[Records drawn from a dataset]
• • • •
PR #84, opened 2020-10-07
US120515, US120514: add avg tic and grade to users table

johngwilkinson:
Quality Notes
* functional
  * user w. time and grade in two courses (NB: to get time in content, need to log in as the user - impersonation doesn't seem to work)
  * users with no time in content or grades
  * filtered by role so one or the other of the user's courses were in view; numbers update accordingly
  * i18n: tried german and confirmed dots and commas get switched
* security: n/a
* performance: no significant change
* devops: n/a
* ux/docs
  * uses standard d2l number/percent formatting
  * screen-reader + keyboard works (need to use arrow keys from the last graph to reach the table)

image

### DIFF
--- a/model/data.js
+++ b/model/data.js
@@ -1,10 +1,13 @@
 import { action, autorun, computed, decorate, observable } from 'mobx';
 import { COURSE_OFFERING, RECORD, USER } from '../consts';
 import { fetchCachedChildren, fetchLastSearch } from './lms.js';
+import { formatNumber, formatPercent } from '@brightspace-ui/intl/lib/number.js';
 import { OrgUnitSelectorFilter, RoleSelectorFilter, SemesterSelectorFilter } from './selectorFilters.js';
 import { CardFilter } from './cardFilter.js';
 import { TABLE_USER } from '../components/users-table';
 import { Tree } from '../components/tree-filter';
+
+const numberFormatOptions = { maximumFractionDigits: 2 };
 
 function unique(array) {
 	return [...new Set(array)];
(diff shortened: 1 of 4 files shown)


johngwilkinson:
Kevin approved the screen-shot, and specified 2 decimal places at most.

rohitvinnakota (approved):

model/data.js
```diff
@@ -160,12 +168,17 @@ export class Data {
...
-				'', // average grade
-				'', // average time in content
-			])
+			.map(user => {
+				const records = recordsByUser.get(user[USER.ID]);
+				const recordsWithGrades = records.filter(r => r[RECORD.CURRENT_FINAL_GRADE] !== null);
+				const avgFinalGrade = avgOf(recordsWithGrades, RECORD.CURRENT_FINAL_GRADE);
+				return [
+					[`${user[USER.LAST_NAME]}, ${user[USER.FIRST_NAME]}`, `${user[USER.USERNAME]} - ${user[USER.ID]}`],
+					records.length, // courses
```
bemailloux, line 177: I missed this on the last PR: should records be filtered by OU type == `COURSE_OFFERING`? Right now we're listing the number of total enrollments (not necessarily "courses") I think.

model/data.js
```diff
@@ -18,6 +21,11 @@ const OverdueAssignmentsFilterId = 'd2l-insights-overdue-assignments-card';
 const CourseLastAccessFilterId = 'd2l-insights-course-last-access-card';
 const CurrentFinalGradeFilterId = 'd2l-insights-current-final-grade-card';
 
+function avgOf(records, field) {
+	const total = records.reduce((sum, r) => sum + r[field], 0);
+	return total / records.length;
```
bemailloux, line 26: This could lead to division by zero (=Infinity). I'm not sure if the `formatPercent` function from intl handles that correctly.

model/data.js
johngwilkinson: The records from the server are for course offerings only.

model/data.js
johngwilkinson: It comes to `NaN` (til: 0/0 is NaN, but 1/0 is Infinity), which is falsy. For average grade, where there might be no records, this is handled below. For average tic, there is always at least one record (because if the user has no records they aren't in the table).

bemailloux: Yay javascript quirkyness!

bemailloux (approved):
• • • •
All lines above that include the word "users" should be located and copied.

US120515, US120514: add avg tic and grade to users table
  * users with no time in content or grades
 import { TABLE_USER } from '../components/users-table';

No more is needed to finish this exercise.